FIG. 6 is a front view showing the cargo position detection device shown in FIG. 5 taken out, and FIG. FIGS. 7 and 8 are sectional views showing different operating states from FIG. 6, respectively. FIG. 9 is a block diagram schematically showing a control circuit for the forklift shown in FIG. 1 and the like. FIG. 10 is a plan view schematically showing an example of how the forklift is used, and FIG. 11 is a side view thereof.
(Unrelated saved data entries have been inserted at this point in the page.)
PR #400, opened 2020-03-06
[BPK-3718] Improve release process

tiagoengel:
This removes the `release-it` lib because of a few issues we where having with it:

- It tries to pushes local branches and fails to release.
- We couldn't find a way to make it run only the npm commands in the `dist` folder and all else in root.
- We were using very little of it to be worth the trouble.

I also increased the `dryRun` coverage so now all process can be tested without publishing anything. This is more or less how the output looks:

Screenshot 2020-03-06 at 09 35 37

+ [x] `UNRELEASED.md`
+ [x] `README.md`
+ [x] Tests

### DIFF
--- a/scripts/build.sh
+++ b/scripts/build.sh
@@ -38,4 +38,9 @@ mkdir -p "$DEST"
 
 cp -r lib/* lib/.npmignore "$DEST"
 
+# We link instead of copying because we want the version update to be applied
+# to the lib folder as well.
+#
+ln -s -f $PWD/lib/package.json "$DEST"
+
 cp README.md CHANGELOG.md LICENSE dist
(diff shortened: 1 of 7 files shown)


scripts/build.sh
```diff
@@ -38,4 +38,9 @@ mkdir -p "$DEST"
 
 cp -r lib/* lib/.npmignore "$DEST"
 
+# We link instead of copying because we want the version update to be applied
+# to the lib folder as well.
+#
+ln -s -f $PWD/lib/package.json "$DEST"
```
georgegillams: btw you can do `-sf` instead of `-s -f`. But it doesn't matter which you use!

shaundon:
Tbh I didn't run this locally, I just reviewed the diff. I figure it'll be tested thoroughly as you do releases

PR #401, opened 2020-03-06
[NO-JIRA] Remove mp4 from npm package

tiagoengel:

+ [x] `UNRELEASED.md`
+ [x] `README.md`
+ [x] Tests

### DIFF
--- a/lib/.npmignore
+++ b/lib/.npmignore
@@ -6,3 +6,4 @@ screenshots
 *-test.js
 stories.js
 __snapshots__
+*.mp4


lib/.npmignore
```diff
@@ -5,4 +5,5 @@ android/build
 screenshots
 *-test.js
 stories.js
-__snapshots__
\ No newline at end of file
+__snapshots__
+*.mp4
```
georgegillams: can we also ignore `screenshots` while we're at it?

tiagoengel: It's already ignored :)

georgegillams: perfect

PR #409, opened 2020-03-11
[BPK-3678] add unit tests for bridges

tiagoengel:
## Summary

This adds two tests for native bridges and a `package.json` script to run them. It is also now part of the release process. 

More tests will be added in subsequent PRs after this is merged.

## Tests

The idea of those tests is is manly to test if the native code is handling the props received from JS correctly. I will also add unit tests to all other classes in another PR.

It's out of the scope of this to add e2e or screenshot testing as those require extra work to configure. 

To test it locally run `npm run android:test`

**NOTE: Android tests will be added to the CI on another PR.**

+ [x] `UNRELEASED.md`
+ [x] `README.md`
+ [x] Tests


android/settings.gradle
```diff
@@ -6,7 +6,8 @@ rootProject.name = 'native'
 include ':app'
 
 include ':backpack-react-native'
-project(':backpack-react-native').projectDir = new File(rootProject.projectDir, '../node_modules/backpack-react-native/android')
+project(':backpack-react-native').projectDir = new File(rootProject.projectDir, '../lib/android')
+project(':backpack-react-native').setBuildFileName('./build.internal.gradle')
```
tiagoengel: Added this so we can't publish a "clean" build.gradle file with the npm package and not worry about what we add to the internal one.

lib/android/src/androidTest/java/net/skyscanner/backpack/reactnative/rating/BpkRatingViewManagerTest.kt
```diff
@@ -0,0 +1,36 @@
...
+
+  @get:Rule
+  val managerRule = ReactViewManagerTestRule(BpkRatingViewManager::class)
+  private val manager: BpkRatingViewManager
+    get() = managerRule.manager
+
+  @Test
+  fun test_title() {
+    val view =  manager.createViewInstance(managerRule.themedContext)
+    manager.updateProperties(view, buildProps("title", JavaOnlyArray.of("low", "med", "high")))
```
tiagoengel: This is inspired by what the RN codebase does, what is basically happening here is we are testing the process of setting the `title` prop from the JS code.

We could have called `setTitle` directly in `BpkRatingViewManager` but that would not guarantee a prop with this name is available in the native side (e.g. if we forget to annotate the method with the prop name)

These are the most important "unit" tests as most of our logic for bridges is around transforming and setting props coming from the JS code. 

The next most important test are e2e, a.k.a visual regression, a.k.a screenshot test. But those will require quite a lot more work to setup.

android/settings.gradle
```diff
@@ -6,7 +6,8 @@ rootProject.name = 'native'
 include ':app'
 
 include ':backpack-react-native'
-project(':backpack-react-native').projectDir = new File(rootProject.projectDir, '../node_modules/backpack-react-native/android')
+project(':backpack-react-native').projectDir = new File(rootProject.projectDir, '../lib/android')
```
tiagoengel: Moved to `lib/android` because using from `node_modules` causes issues with `gradle`. This happens because we install the package from the file system `file:./lib/backpack-react-native` and the way npm installs it, is by creating a link. This causes `gradle` to compile the files twice and it trows a `duplicate` reference error when compiling the tests.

FIGS. 12 to 15 are flowcharts showing programs for the forklift while it is running with no load, while the forklift is running with a fork inserted, while it is running with a load, and while it is running near the unloading position. 2: Vehicle body, 12: Fork, 14: Outer mast, 16: Inner mast, 18: Lift bracket, 20: Finger bar, 30: Guide wall, 3
2, 34: Lateral displacement sensor, 44: Linear potentiometer, 58: Rotary potentiometer, 60:
Load position detection device, 62: Sensor box, 6
6: Guide tube, 70: Contact rod (contact member),
72, 74: Bolt, 76, 78: Long hole, 82:
Spring (biasing means), 86: Proximity switch,
88: Proximity switch (first cargo position detection means),
90: Proximity switch (second cargo position detection means),
92, 94, 96: detection head.

Claims (1)

[Scope of Claims] 1. A forklift truck that is equipped with a fork that supports a load and can run unmanned, wherein the load is at an appropriate position on the fork when the fork is inserted into the load as the forklift truck moves forward. a first load position detecting means for detecting the position of the load in a state where the load can further move backward on the fork by a certain distance; a first control means for stopping the fork, raising the fork to lift the load, and then allowing the forklift truck to move forward; a second cargo position detecting means for detecting that the top of the cargo has moved backward; and a second cargo position detecting means for detecting the backward movement of the cargo, and stopping the forward movement of the forklift truck and lowering the fork. An unmanned forklift truck with a load position detection function, the truck having a load position detection function and a second control means for unloading the load. 2. The first cargo position detection means and the second cargo position detection means share a contact member that is supported movably in the front and back direction behind the cargo by the fork or a member that is raised and lowered together with the fork, The contact member is constantly urged forward by the biasing means and comes into contact with the cargo and is pushed back to the first operating position, thereby activating the first cargo position detecting means, and moving the contact member from the first operating position to the first operating position. 2. The unmanned forklift truck according to claim 1, wherein said second cargo position detection means is activated by being pushed further back to a second operating position.